Authored by foad on Jul 8 2019, 6:00 AM.

Details

Summary

Extend the atomic optimizer to handle signed and unsigned max and min
operations, as well as add and subtract.

Diff Detail

Repository
rL LLVM

Event Timeline

foad created this revision.Jul 8 2019, 6:00 AM
Herald added a project: Restricted Project. · View Herald TranscriptJul 8 2019, 6:00 AM
arsenm added inline comments.Jul 8 2019, 7:09 AM
llvm/test/CodeGen/AMDGPU/atomic_optimizations_local_pointer.ll
240 ↗(On Diff #208380)

Can you add tests for i64?

foad marked an inline comment as done.Jul 8 2019, 7:35 AM
foad added inline comments.
llvm/test/CodeGen/AMDGPU/atomic_optimizations_local_pointer.ll
240 ↗(On Diff #208380)

Will do, though I'm little nervous of both (a) the combinatorial explosion of unit tests ({add,sub,max,min,umax,umin} x {i32,i64} x {constant,uniform,varying} x {buffer,rawbuffer,structbuffer,localpoint,globalpointer} ...) and (b) the lack of any end-to-end tests to check that the optimization is actually doing the right thing and computing the right result.
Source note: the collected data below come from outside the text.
PR #1676, opened 2025-07-03
[16.0] [ADD] New module mail_company_aware_sender

NL66278:
New module where mail will be send (configurable per company) from company mail domain.


NL66278:
No idea how the project coverage can decrease, while I have 100% coverage of the patch, and there is no way the code can influence existing tests.

mail_company_aware_sender/__manifest__.py
```diff
@@ -0,0 +1,21 @@
+# Copyright 2025 Therp BV <https://therp.nl>.
+# License AGPL-3.0 or later (http://www.gnu.org/licenses/agpl.html).
+
+{
+    "name": "Mail Sender Company Aware",
+    "summary": "Send emails with company specific mail domain",
+    "version": "16.0.1.0.0",
+    "category": "Social Network",
+    "website": "https://github.com/OCA/social",
```
thomaspaulb, line 9: Doesn't this rather belong in `OCA/multi-company`, next to [mail_multicompany](https://github.com/OCA/multi-company/tree/16.0/mail_multicompany) ?

mail_company_aware_sender/__manifest__.py
```diff
@@ -0,0 +1,21 @@
...
+    "author": ("Therp BV, " "Odoo Community Association (OCA)"),
+    "license": "AGPL-3",
+    "application": False,
+    "installable": True,
+    "depends": [
+        "mail",
+        "mail_outbound_static",  # Need the domain whitelist on outgoing server.
```
thomaspaulb, line 16: I see that you're using a field from this module to determine the domain. For our situation that works, but I'm a bit skeptical about introducing this dependency for anyone in this use case, because:

- While `mail_outbound_static` is one method that's used to select which mail server should be used for sending, it's not the only one
- Another way is using the [from_filter field](https://github.com/OCA/OCB/blob/5375cd1b68a975c63d4322507871d5c9e8a23935/odoo/addons/base/models/ir_mail_server.py#L762) from Odoo core
- Yet another way, I think, is to use the [company_id field from mail_multicompany](https://github.com/OCA/multi-company/blob/16.0/mail_multicompany/models/ir_mail_server.py#L10) to make only certain mail servers accessible when sending from certain companies
- In all such cases we want the from address of the user to match the domain of the company that he's sending from.

mail_company_aware_sender/models/res_company.py
```diff
@@ -0,0 +1,26 @@
...
+from odoo import fields, models
+from odoo.tools import email_domain_extract
+
+
+class ResCompany(models.Model):
+    _inherit = "res.company"
+
+    use_email_domain = fields.Boolean(
+        help="Use domain part of company for sender email address",
+    )
```
thomaspaulb, line 13: Can't we then rather, instead of making this a boolean and inferring the domain from `mail_outbound_static`, make this a Char field that can be filled or not, and when it's filled, it's filled with the domain that the user's email domain is to be replaced with?

mail_company_aware_sender/models/mail_thread.py
```diff
@@ -0,0 +1,30 @@
...
+
+        Check for current company to see whether we should try to override
+        the email_from domain.
+        """
+        override_from = (not email_from) and self.env.company._override_email_domain()
+        author_id, email_from = super()._message_compute_author(
+            author_id, email_from, raise_on_email=raise_on_email
+        )
+        if override_from and author_id:
+            author = self.env["res.partner"].browse(author_id)
```
thomaspaulb, line 22: I don't know if this should always be done globally for all partners that can be an author.

I think I see now why you only want to override if the partner/user's email domain is a known domain in the system - at least that filters out all portal users that don't have that domain.

But maybe there are also cases where the override should for some reason not happen - perhaps good to make an opt_out field on res.partner for that. I had originally thought to make it even more flexible by providing each partner with a company-aware property field that specifies his or her (pre-computed, but modifiable) from-address, because then you can also cater for situations when someone is `god@kingdom.fr` and `allah@sultanate.ae` in different companies. But that probably also introduces new complications.

mail_company_aware_sender/__manifest__.py
NL66278: I think that rather mail_multicompany is out of place. Anyway, as the module depends on mail_outbound_static for the domain_whitelist field, it seems to me better where I put it now.

mail_company_aware_sender/__manifest__.py
NL66278: Yes, but the module is completely agnostic for which outgoing mail server is used to send the mail, Actually the customer for which the module is initially intended has only one outgoing mail server for all companies. As I think will most often be the case.

mail_company_aware_sender/models/res_company.py
NL66278: The domain part of the outgoing email is not inferred from the whitelist, but needs to be there, otherwise Odoo will not use it to send the email and fallback to a default sender address.

Just using the domain part of the company being enabled is more convenient for the user, as he/she will not have to repeat the info that already is in the company address.

mail_company_aware_sender/models/mail_thread.py
NL66278: An opt-out per partner might be a useful extension. I will put that in.

NL66278: @thomaspaulb I put in the partner opt-out.

NL66278:
The failing test is clearly an error in codecov, as the project coverage can not logically decrease if the patch coverage is 100%.

NL66278:
Running in production without any issues for some time now.

PR #1677, opened 2025-07-04
[16.0][MIG] mail_autogenerated_header: Migration to 16.0

LauraCForgeFlow:
Standard migration. Also added an improvement in a separate commit that lets you control whether outgoing emails are allowed to be marked as autogenerated. See the module’s README.rst for more details.


JordiMForgeFlow (approved):
code review 👍🏼

AndreuOForgeFlow (approved):

pedrobaeza (commented):
Marks all the sent emails as auto-generated are too much IMO. The automatic dropping of autogenerated incoming mails though is a great one that should be split.

LauraCForgeFlow:
@pedrobaeza We could split it into 2 modules for 16.0, but this module is already merged in both 17.0 and 18.0, so I think that could be a bit problematic.

To fix it while keeping a single module, maybe we could add a company setting or a system parameter for allowing certain outgoing mails to be set as auto-generated. WDYT? :)

pedrobaeza:
Ouch, I though it was not merged in upper versions. Yeah, the system parameter option seems a good workaround.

foad updated this revision to Diff 208424.Jul 8 2019, 8:12 AM

Add i64 tests.

foad updated this revision to Diff 208664.Jul 9 2019, 6:30 AM

Fix identity for signed min.

arsenm added inline comments.Jul 9 2019, 7:04 AM
llvm/lib/Target/AMDGPU/AMDGPUAtomicOptimizer.cpp
322 ↗(On Diff #208664)

Can you move this to a separate getIdentityValue function?

328 ↗(On Diff #208664)

Shouldn't this just be zero for add/sub?

330–338 ↗(On Diff #208664)

The min and max values seem backwards? min(MinValue, X) -> MinValue, not X

388 ↗(On Diff #208664)

I don't understand why these are reading lane 63. Why not lane 0? Why not readfirstlane? This won't work with wave64, but I guess that's an existing problem

llvm/test/CodeGen/AMDGPU/atomic_optimizations_local_pointer.ll
240 ↗(On Diff #208380)

I pretty consistently find bugs by enumerating all of the combinations. End-to-end execution tests would be nice, but won't be in the llvm tests

foad updated this revision to Diff 208887.Jul 10 2019, 1:10 AM

New helper function getIdentityValueForAtomicOp.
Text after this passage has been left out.